AIM OF THE EXERCISE:
The string "docs" may appear in lines of the entries below. Report how many lines hold it, with only the number.

DATASET:
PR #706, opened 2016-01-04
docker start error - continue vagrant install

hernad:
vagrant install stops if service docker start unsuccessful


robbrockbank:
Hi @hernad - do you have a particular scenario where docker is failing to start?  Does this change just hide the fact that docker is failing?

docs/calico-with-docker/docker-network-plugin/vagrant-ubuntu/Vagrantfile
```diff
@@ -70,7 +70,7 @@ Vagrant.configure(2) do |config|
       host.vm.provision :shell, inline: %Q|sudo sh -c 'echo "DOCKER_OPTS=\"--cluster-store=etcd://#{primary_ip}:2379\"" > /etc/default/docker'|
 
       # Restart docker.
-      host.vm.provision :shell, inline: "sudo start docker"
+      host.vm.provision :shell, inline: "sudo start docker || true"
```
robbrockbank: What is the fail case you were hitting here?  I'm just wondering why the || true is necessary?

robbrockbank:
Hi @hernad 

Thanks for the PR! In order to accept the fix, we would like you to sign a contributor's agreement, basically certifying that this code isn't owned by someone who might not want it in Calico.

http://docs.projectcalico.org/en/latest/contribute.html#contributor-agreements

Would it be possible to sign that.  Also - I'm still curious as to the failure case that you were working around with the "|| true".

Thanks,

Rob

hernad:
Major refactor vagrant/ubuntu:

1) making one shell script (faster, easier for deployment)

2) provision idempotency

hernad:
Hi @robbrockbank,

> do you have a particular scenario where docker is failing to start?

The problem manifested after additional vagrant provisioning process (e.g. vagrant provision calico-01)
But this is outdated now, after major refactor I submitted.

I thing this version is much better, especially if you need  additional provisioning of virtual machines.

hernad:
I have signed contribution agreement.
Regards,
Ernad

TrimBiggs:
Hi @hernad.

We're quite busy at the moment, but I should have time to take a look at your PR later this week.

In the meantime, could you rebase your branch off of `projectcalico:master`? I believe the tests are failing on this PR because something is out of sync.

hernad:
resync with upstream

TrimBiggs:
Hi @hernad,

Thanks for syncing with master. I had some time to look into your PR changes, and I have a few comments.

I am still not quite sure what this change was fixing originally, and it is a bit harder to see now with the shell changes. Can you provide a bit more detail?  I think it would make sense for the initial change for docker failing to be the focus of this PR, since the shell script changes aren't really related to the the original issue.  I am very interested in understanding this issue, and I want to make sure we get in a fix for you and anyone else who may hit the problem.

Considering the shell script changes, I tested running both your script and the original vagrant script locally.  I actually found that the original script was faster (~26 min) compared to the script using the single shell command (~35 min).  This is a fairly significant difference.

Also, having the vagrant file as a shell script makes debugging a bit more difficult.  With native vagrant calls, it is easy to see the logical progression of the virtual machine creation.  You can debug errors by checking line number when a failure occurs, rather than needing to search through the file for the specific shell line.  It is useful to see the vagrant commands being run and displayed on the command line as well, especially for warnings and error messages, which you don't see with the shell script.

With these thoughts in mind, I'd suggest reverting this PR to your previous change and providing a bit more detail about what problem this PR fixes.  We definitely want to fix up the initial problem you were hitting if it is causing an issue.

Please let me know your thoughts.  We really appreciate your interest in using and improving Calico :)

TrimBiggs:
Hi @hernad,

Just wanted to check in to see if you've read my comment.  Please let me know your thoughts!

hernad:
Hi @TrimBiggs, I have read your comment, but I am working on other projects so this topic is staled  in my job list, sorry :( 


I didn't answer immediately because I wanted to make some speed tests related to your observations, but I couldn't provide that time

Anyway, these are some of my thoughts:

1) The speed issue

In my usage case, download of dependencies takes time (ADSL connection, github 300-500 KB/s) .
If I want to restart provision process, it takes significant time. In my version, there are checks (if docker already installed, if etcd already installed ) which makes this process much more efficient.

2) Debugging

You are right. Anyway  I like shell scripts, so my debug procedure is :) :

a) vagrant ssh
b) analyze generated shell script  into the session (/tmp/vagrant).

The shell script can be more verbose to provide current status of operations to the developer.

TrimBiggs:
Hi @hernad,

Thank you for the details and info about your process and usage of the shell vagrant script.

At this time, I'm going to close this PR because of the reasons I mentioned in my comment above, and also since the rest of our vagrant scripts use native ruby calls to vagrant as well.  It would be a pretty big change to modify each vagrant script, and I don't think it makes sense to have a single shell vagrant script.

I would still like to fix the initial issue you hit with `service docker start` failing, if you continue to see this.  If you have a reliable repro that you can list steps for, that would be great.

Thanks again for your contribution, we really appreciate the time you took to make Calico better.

TASK RESULT:
2